Aggregate mining is estimated to be a $1.1 trillion market by 2020, putting new pressures on aggregate mining fleets. While China is the largest producer and consumer of aggregates, North America is close behind (SOURCE: Persistence Market Research), with several factors at play that are contributing to this growth, including urbanization, population growth and investments in infrastructure.
Aggregate materials are the building blocks for our homes, businesses, roads and bridges, and are critical to boosting the economy through new construction projects. This presents both an opportunity and a challenge for aggregate mining fleets. On the one hand, they should embrace this growth and the business it brings, but they must also ensure they’re able to remain profitable as they try to meet the new demand.
Margins are already thin and customers are demanding and often have detailed specifications. If their demands are unexpected and a mine does not have what they want, the customer can simply call the closest mine that does. Production costs also continue to rise, thanks to increasing energy costs, maintenance, wages and regulatory compliance, and permits are not easy to secure. Ideally, an aggregate mine should be close to residential areas to minimize transportation distances but most people don’t want a quarry in their backyard.
So where does that leave these fleets? They must find ways to cut costs and produce more for less, and many are turning to telematics to do so – especially when it comes to reducing fuel consumption, which is often the second largest cost after payroll. In fact, a single haul truck can consume between $130,000 to $260,000 worth of fuel per year. Fuel costs are only rising, and fleets must consider ways to reduce costs both in mining these materials and transporting them to ready mix or asphalt plants.
Reducing Costs for the Short Haul
The typical aggregate mine in the U.S. produces around 250,000 tons per year but some sites produce up to 10 million tons. Fleets operate large and expensive machinery to excavate and load the haul truck, then haul those rocks to the crusher, crush the rock and start the process all over again.
These machines do not travel far, but the sheer amount of mass they carry around means a lot of fuel is burned. GPS fleet management solutions can help find inefficiencies in this process, whether it’s identifying poor operator behavior like speeding, which impacts fuel, maintenance and wear and tear on tires, reducing unnecessary idling, or eliminating bottlenecks that may exist in the workflow.

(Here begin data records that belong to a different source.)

PR #1484, opened 2024-08-19
Backend APIs for Get and Delete Specific Lookup File

vasukalariya:
# Description
Summarize the change.
Get and Delete API for specific lookup files.
Simplified CICD to use a flag for migrating lookup_file from cicd folder to lookups folder for testing.

# Testing
Try multiple scenarios after deleting, creating lookups files and then retrieving data.
image
Ran E2E tests to check the simplified CICD.

# Checklist:


pkg/lookups/lookups.go
```diff
@@ -150,3 +152,69 @@ func GetAllLookupFiles(ctx *fasthttp.RequestCtx) {
...
+				utils.SendInternalError(ctx, "Error while reading the file", "", err)
+				return
+			}
+			break
+		}
+		if _, err := ctx.Write(buf[:n]); err != nil {
+			utils.SendInternalError(ctx, "Error while sending the data", "", err)
+			return
+		}
+	}
```
AndrewHess, line 196: Instead of reading into a buffer and then writing that buffer to `ctx`, I'm pretty sure you can simply use `io.Copy`, which does buffering internally. Also it looks like, `os.File` implements `Reader`, so you don't even need to open a buffered reader for the file:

Reducing Costs for the Long Haul
Once the rocks have been crushed, they must be transported to the concrete or asphalt plant. In the best scenario, these plants are close by or at the aggregate mine – but that’s not always possible, as the mining sites can be in remote locations. Therefore, these trucks may travel far, which means increased fuel costs. In fact, the cost of transport for aggregate doubles every 25 miles traveled. This is where GPS tracking comes in.

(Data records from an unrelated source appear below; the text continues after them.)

PR #1485, opened 2024-08-19
Add list sub command

### LINKED ISSUE #746: [STORY] SPL Add sub command list
# Description
Implement the sub command `list` under the `stats` SPL command
reference:https://docs.splunk.com/Documentation/SplunkCloud/9.1.2312/SearchReference/Multivaluefunctions

sample query:
`search index=*-wfd-dmq-app host=*** sourcetype=rabbitmq (mnesia_down) OR (*partition*) | stats list(_raw) by host _time`

sathkrith:
# Description
Add list sub-command to stat.

Fixes #746 (link all the GitHub issues this addresses)
https://github.com/siglens/siglens/issues/746

# Testing
Tested the code with 2kevents.json with these queries:
* | stats min(latency), count(hobby), list(gender) 
* | stats list(eval(gender="male"))
city=Boston | stats min(latency), count(hobby), list(gender) As gender
city=Boston | stats list(eval(gender="male")) 

# Checklist:


pkg/segment/structs/segstructs.go
```diff
@@ -578,9 +578,25 @@ func (ss *SegStats) Merge(other *SegStats) {
...
+}
+
+func (ss *StringStats) Merge(other *StringStats) {
+	if ss.StrSet != nil {
+		for key, value := range other.StrSet {
+			ss.StrSet[key] = value
+		}
+	}
+	if ss.StrList != nil {
+		ss.StrList = append(ss.StrList, other.StrList...)
```
AndrewHess, line 598: If `ss.StrSet == nil` or `ss.StrList == nil`, you should probably make the set/list and then insert the `other` values into it

pkg/segment/aggregations/evalaggs.go
```diff
@@ -600,6 +600,35 @@ func PerformAggEvalForCardinality(measureAgg *structs.MeasureAggregator, strSet
...
+			if boolResult {
+				strList = append(strList, "1")
+			}
+		} else {
+			cellValueStr, err := measureAgg.ValueColRequest.EvaluateToString(fieldToValue)
+			if err != nil {
+				return []string{}, fmt.Errorf("PerformAggEvalForList: Error while evaluating value col request, err: %v", err)
+			}
+			strList = append(strList, cellValueStr)
+		}
```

These tools identify the most efficient route to a plant or job site, rerouting around traffic and offering drivers turn-by-turn directions to ensure they don’t get lost. They provide managers insight into the location of every single vehicle and exactly how much fuel is burned on each mile of the trip. What’s more, telematics can even identify which vehicles may burn more fuel than others, and offer the cost comparison analysis to determine if those assets should be replaced with newer, more fuel-efficient vehicles.
In our experience, telematics can reduce fuel burn by 10 percent, saving an aggregate mine with five haul trucks between $50,000 and $300,000 a year. As demand for services and materials increase, fleets will look to modern technology to further reduce their costs of production, while also growing their businesses.